Earlier this month, a new charter by the NSW Education Department outlined the expectations of schools and their communities on how they communicate and collaborate to create a positive learning environment.

The charter clarifies examples of unacceptable behaviour with the aim of ensuring the wellbeing of students, staff and the school community.

The Department provided examples of these behaviours, which include aggressive or intimidating actions and language, discriminating by race of disability and inappropriate and time-wasting communication.

“School community charters have long been a feature within independent and Catholic school systems and public school deserve the same,” NSW Education Minister, Rob Stokes, said.

“Quality education requires everyone in a school community to work together,” Stokes said. That means relationships built on honesty and mutual respect, and on timely, polite communication.”

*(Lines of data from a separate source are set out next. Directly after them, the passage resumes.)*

PR #29506, opened 2025-07-30
[XLA:CPU][oneDNN] Refine conditions for Transpose Folding

akhilgoe:
This PR avoids folding transposes in cases where oneDNN does not dispatch to optimized algorithms. We can revisit these restrictions as and when oneDNN optimizes these cases.

Most likely fixes: https://github.com/jax-ml/jax/issues/29070

### DIFF
--- a/xla/service/cpu/onednn_contraction_rewriter.cc
+++ b/xla/service/cpu/onednn_contraction_rewriter.cc
@@ -997,8 +997,9 @@ class OneDnnContractionRewriteVisitor : public DfsHloRewriteVisitor {
       // oneDNN does not dispatch to optimized algorithm in these cases, hence
       // avoid folding transposes here.
       // TODO(intel-tf): Reevaluate this condition with future oneDNN releases.
-      if (rank >= 5 || transpose->dimensions()[rank - 1] != rank - 1)
+      if (rank >= 5 || transpose->dimensions()[rank - 1] != rank - 1) {
         return absl::OkStatus();
+      }
       auto backend_config = custom_call->backend_config<BackendConfig>();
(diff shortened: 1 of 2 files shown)


xla/service/cpu/onednn_contraction_rewriter.cc
```diff
@@ -993,6 +993,12 @@ class OneDnnContractionRewriteVisitor : public DfsHloRewriteVisitor {
     if (Match(instr,
               m::Copy(&copy, m::Transpose(&transpose,
                                           OneDnnMatmulInstr(&custom_call))))) {
+      auto rank = transpose->dimensions().size();
+      // oneDNN does not dispatch to optimized algorithm in these cases, hence
+      // avoid folding transposes here.
+      // TODO(intel-tf): Reevaluate this condition with future oneDNN releases.
+      if (rank >= 5 || transpose->dimensions()[rank - 1] != rank - 1)
+        return absl::OkStatus();
```
penpornk: Nit: Let's add braces even for single-line `if`s.
```suggestion
      if (rank >= 5 || transpose->dimensions()[rank - 1] != rank - 1) {
        return absl::OkStatus();
      }
```

penpornk (changes requested):
Thank you for the fix!

xla/service/cpu/onednn_contraction_rewriter.cc
akhilgoe: Done

akhilgoe:
Thanks @penpornk for the review. I have added a commit to address your comment. Please take a look.

penpornk (approved):
Thank you again for the PR and sorry for the delay!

Stokes added that “it is a question of developing a genuine partnership to support students, in which everyone is treated fairly and diversity is fully respected”.

Managing angry parents

Jacquie Seemann, a partner with Thomson Geer, says that in an altercation, the instinct is to fight fire with fire, but she warns this is a bad idea.

“Sometimes, the best response at the time is no response at all other than to say; ‘Your behaviour is unacceptable, I’m not cooperating with this, and I will be getting back to you’,” Seemann told The Educator.

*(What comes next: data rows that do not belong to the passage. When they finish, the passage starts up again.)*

PR #42808, opened 2026-05-19
[GPU] Eliminate redundant DUS-accumulator initialization

terryysun:
📝 Summary of Changes
Added new pass `dus_accumulator_zero_init_elimination`: When a `while` loop's body writes every read slot of its accumulator buffer via `dynamic-update-slice`, the pre-loop init is dead. If the init is a `broadcast` of a scalar constant, the pass replaces it with `AllocateBuffer`, saving a buffer-wide write per loop entry. Soundness is guarded by dead-input check.  Gated by `--xla_gpu_enable_dus_accumulator_zero_init_elimination` (default off).

🎯 Justification
Pre-zeroing then fully overwriting an accumulator via DUS is a common pattern. The pre-fill is pure overhead.

🚀 Kind of Contribution
✨ New Feature

N/A

🧪 Unit Tests:
`dus_accumulator_zero_init_elimination_test.cc` runs the pass at HLO level over three scaffolds (raw, fusion-wrapped DUS, fusion-wrapped init), a multi-accumulator case, and a negative case that doesn't fully cover its read slots.   

🧪 Execution Tests:
`dus_accumulator_zero_init_elimination_execution_test.cc` uses `RunAndCompareTwoModules` to run the same HLO with the flag off and on, asserting bitwise-identical outputs. Two scenarios: single-accumulator loop and two-accumulator loop.


xla/service/while_loop_unroller.cc
```diff
@@ -415,18 +415,10 @@ bool IsLoopInductionVar(const HloInstruction* instr,
 
 // Recursively checks if the given instruction inside a while loop can be
 // expressed as a value range, possibly depending on the loop induction variable
-// of that while loop.
+// of that while loop. RecursivelyIdentifyRange follows fusion-Parameter edges
```
akuegel, line 418: I think this part of the PR could be extracted into its own PR?

xla/backends/gpu/transforms/dus_accumulator_zero_init_elimination.cc
```diff
@@ -0,0 +1,435 @@
...
+namespace gpu {
+namespace {
+
+bool IsBroadcastOfScalarConstant(const HloInstruction* h) {
+  while (h->opcode() == HloOpcode::kBitcast ||
+         h->opcode() == HloOpcode::kCopy ||
+         h->opcode() == HloOpcode::kReshape) {
+    h = h->operand(0);
+  }
+  if (h->opcode() != HloOpcode::kBroadcast) return false;
```
akuegel: Please use { } after `if`.

xla/backends/gpu/transforms/dus_accumulator_zero_init_elimination.cc
```diff
@@ -0,0 +1,435 @@
...
+#include "xla/service/gpu/ir_emission_utils.h"
+#include "xla/service/value_range.h"
+#include "xla/service/while_loop_unroller.h"
+#include "xla/shape.h"
+#include "xla/shape_util.h"
+#include "xla/tsl/platform/errors.h"
+#include "xla/tsl/platform/statusor.h"
+#include "xla/xla.pb.h"
+
+namespace xla {
```
akuegel: nit: use `namespace xla::gpu` instead of nested namespaces

xla/backends/gpu/transforms/dus_accumulator_zero_init_elimination.cc
```diff
@@ -0,0 +1,435 @@
...
+
+bool IsBroadcastOfScalarConstant(const HloInstruction* h) {
+  while (h->opcode() == HloOpcode::kBitcast ||
+         h->opcode() == HloOpcode::kCopy ||
+         h->opcode() == HloOpcode::kReshape) {
+    h = h->operand(0);
+  }
+  if (h->opcode() != HloOpcode::kBroadcast) return false;
+  const HloInstruction* src = hlo_query::StripCastLike(h->operand(0));
+  return src->opcode() == HloOpcode::kConstant &&
```
akuegel: Please use `hlo_query::IsScalarConstant()`

xla/backends/gpu/transforms/dus_accumulator_zero_init_elimination.cc
```diff
@@ -0,0 +1,435 @@
...
+    return std::nullopt;
+  }
+  return r;
+}
+
+// Generalizes AdvancedMatchShapeCoveringDynamicIndexInstruction to indices
+// that are arithmetic expressions over fused parameters (e.g. descending DUS).
+bool IsKillingDus(const HloInstruction* dus, const HloInstruction* operand,
+                  const WhileLoopConfig& cfg) {
+  if (dus->opcode() != HloOpcode::kDynamicUpdateSlice) return false;
```
akuegel: Please use {} around `return false;`

xla/backends/gpu/transforms/dus_accumulator_zero_init_elimination.cc
```diff
@@ -0,0 +1,435 @@
...
+  if (dus->operand(0) != operand) return false;
```
akuegel: same here or maybe even combine it into one if:

```
if (dus->opcode() != HloOpcode::kDynamicUpdateSlice || dus->operand(0) != operand) {
  return false;
}
```

xla/backends/gpu/transforms/dus_accumulator_zero_init_elimination.cc
```diff
@@ -0,0 +1,435 @@
...
+    const HloInstruction* idx = dus->operand(2 + d);
+    std::optional<Range> r = ResolveIndexRangeAsFunctionOfIv(idx, cfg);
+    if (r.has_value() && r->IsBounded() && r->IsSingleValue() &&
+        r->min().GetSignedValue() == 0) {
+      if (slice_shape.dimensions(d) != input_shape.dimensions(d)) {
+        return false;
+      }
+      continue;
+    }
+    if (dyn_dim_opt.has_value()) return false;  // more than one dynamic dim
```
akuegel: Please use {} around `return false`. Also combine with if below.

xla/backends/gpu/transforms/dus_accumulator_zero_init_elimination.cc
```diff
@@ -0,0 +1,435 @@
...
+    if (!r.has_value()) return false;
+    dyn_dim_opt = d;
+    dyn_dim_range = r;
+  }
+  if (!dyn_dim_opt.has_value() || !dyn_dim_range.has_value()) return false;
```
akuegel: Please use {} around `return false`

xla/backends/gpu/transforms/dus_accumulator_zero_init_elimination.cc
```diff
@@ -0,0 +1,435 @@
...
+  int64_t dyn_dim = *dyn_dim_opt;
+  std::optional<Range> idx_range = dyn_dim_range;
+
+  const int64_t dim_size = input_shape.dimensions(dyn_dim);
+  const int64_t slice_size = slice_shape.dimensions(dyn_dim);
+  if (slice_size <= 0 || slice_size > dim_size) return false;
```
akuegel: Please use {} around `return false;`

xla/backends/gpu/transforms/dus_accumulator_zero_init_elimination.cc
```diff
@@ -0,0 +1,435 @@
...
+  std::vector<bool> covered(dim_size, false);
```
akuegel: This looks like a naive way to check whether the whole dimension is covered.
I believe there is a better algorithm for this. `min()` should be <= 0, `max()` should be >= `dim_size - 1`, and `slice_size >= step()`. No need to iterate over the whole range.

xla/backends/gpu/transforms/dus_accumulator_zero_init_elimination.cc
```diff
@@ -0,0 +1,435 @@
...
+  }
+  return true;
+}
+
+// TODO: scatter killing-write support; needs reasoning over scatter index
+// expressions and update_window_dims.
+
+absl::StatusOr<bool> FusionParamIsKilled(const HloInstruction* fusion,
+                                         int64_t param_idx, WalkCtx& ctx) {
+  if (++ctx.depth > WalkCtx::kMaxDepth) return false;
```
akuegel: Please use {} around `return false;`

Also, is it intentional that depth is not decreased here when we return false?

Alternatively, like mentioned below, I would prefer it like this:

```
if (ctx.depth >= WalkCtx::kMaxDepth) {
  return false;
}
++ctx.depth;
```

xla/backends/gpu/transforms/dus_accumulator_zero_init_elimination.cc
```diff
@@ -0,0 +1,435 @@
...
+  HloComputation* fc = fusion->fused_instructions_computation();
+  HloInstruction* fused_param = fc->parameter_instruction(param_idx);
+  bool ok = false;
+  TF_ASSIGN_OR_RETURN(ok, AllUsersKillBuffer(fused_param, ctx));
```
akuegel: We prefer ASSIGN_OR_RETURN now (no TF prefix).

xla/backends/gpu/transforms/dus_accumulator_zero_init_elimination.cc
```diff
@@ -0,0 +1,435 @@
...
+      // each receiving branch's parameter_0 must be killed.
+      bool every_branch_kills = true;
+      bool flows_into_some_branch = false;
+      for (int b = 0; b < user->branch_count(); ++b) {
+        const HloInstruction* branch_input = user->operand(b + 1);
+        if (branch_input != operand) continue;
+        flows_into_some_branch = true;
+        HloComputation* branch = user->branch_computation(b);
+        HloInstruction* branch_param = branch->parameter_instruction(0);
+        TF_ASSIGN_OR_RETURN(bool branch_ok,
```
akuegel: TF_ASSIGN_OR_RETURN -> ASSIGN_OR_RETURN

xla/backends/gpu/transforms/dus_accumulator_zero_init_elimination.cc
```diff
@@ -0,0 +1,435 @@
...
+    if (u->opcode() == HloOpcode::kGetTupleElement &&
+        u->tuple_index() == slot) {
+      if (slot_gte != nullptr) return false;  // multiple GTEs at slot
+      slot_gte = u;
+    }
+  }
+  if (slot_gte == nullptr) return true;  // never read; trivially dead
+
+  WalkCtx ctx{cfg};
+  TF_ASSIGN_OR_RETURN(bool all_kill, AllUsersKillBuffer(slot_gte, ctx));
```
akuegel: TF_ASSIGN_OR_RETURN -> ASSIGN_OR_RETURN

xla/backends/gpu/transforms/dus_accumulator_zero_init_elimination.cc
```diff
@@ -0,0 +1,435 @@
...
+      HloInstruction* init = init_tuple->mutable_operand(slot);
+      std::optional<Shape> alloc_shape_opt = ClassifyReplaceableInit(init);
+      if (!alloc_shape_opt.has_value()) continue;
+      if (init->has_sharding()) continue;
+      if (init->user_count() != 1) continue;  // init must feed only this while
+      const Shape& alloc_shape = *alloc_shape_opt;
+      if (alloc_shape.dimensions_size() == 0) continue;
+      if (alloc_shape.dimensions(0) != cfg.trip_count) continue;
+
+      TF_ASSIGN_OR_RETURN(bool dead, SlotIsDeadInput(slot, cfg));
```
akuegel: TF_ASSIGN_OR_RETURN -> ASSIGN_OR_RETURN

xla/backends/gpu/transforms/dus_accumulator_zero_init_elimination.cc
```diff
@@ -0,0 +1,435 @@
...
+      if (!dead) continue;
+
+      HloInstruction* alloc =
+          while_op->parent()->AddInstruction(HloInstruction::CreateCustomCall(
+              alloc_shape, /*operands=*/{}, "AllocateBuffer"));
+      alloc->set_metadata(init->metadata());
+      alloc->set_frontend_attributes(init->frontend_attributes());
+      alloc->set_statistics_viz(init->statistics_viz());
+      TF_RETURN_IF_ERROR(init_tuple->ReplaceOperandWith(slot, alloc));
```
akuegel: TF_RETURN_IF_ERROR -> RETURN_IF_ERROR

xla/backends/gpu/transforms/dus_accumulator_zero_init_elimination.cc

If a school is struggling to remove an aggressive parent from the property, there is also the option of invoking the Inclosed Lands Protection Act (NSW) which stipulates that a school can require somebody to leave if they’re conducting themselves “in such a manner as would be regarded by reasonable persons as being, in all the circumstances, offensive.”

If the parent’s behaviour warrants more long-term action, there are a number of legal options open to schools.

“Some parent behaviour gets so bad that it may be an implication that the parent is causing a risk to the safety of a child – whether their own or someone else’s – and that might trigger a reporting obligation,” Seemann said.

AVOs an option for threatened principals

Schools could also potentially assist a person (eg. principal, teacher or parent) to file for an Apprehended Violence Order (AVO) if a parent’s behaviour became too aggressive.

“Let’s say a parent is threatening the principal, the principal could seek an AVO which would say the person they fear can’t be within a kilometre of the principal, including school grounds,” she said.

While those options are available to both private and public schools, Seemann says private schools have even more freedom to handle unacceptable behaviour as they’re able to write their own enrolment agreements.

“If you’re a private school, you’ve got the option of banning the parent or ultimately even expelling the child based on a written enrolment contract – that’s the most fundamental power that a private school has that a state school doesn’t have,” she said.

Seemann added that private schools can include a clear set of expectations for parents in their enrolment agreements – if those expectations are breached, the relationship can be terminated.

“Like any kind of disciplinary or management process, it’s about saying; ‘We told you what we expected, you didn’t do what we expected, you’ve broken the rules so how are we doing to deal with that?’” she said.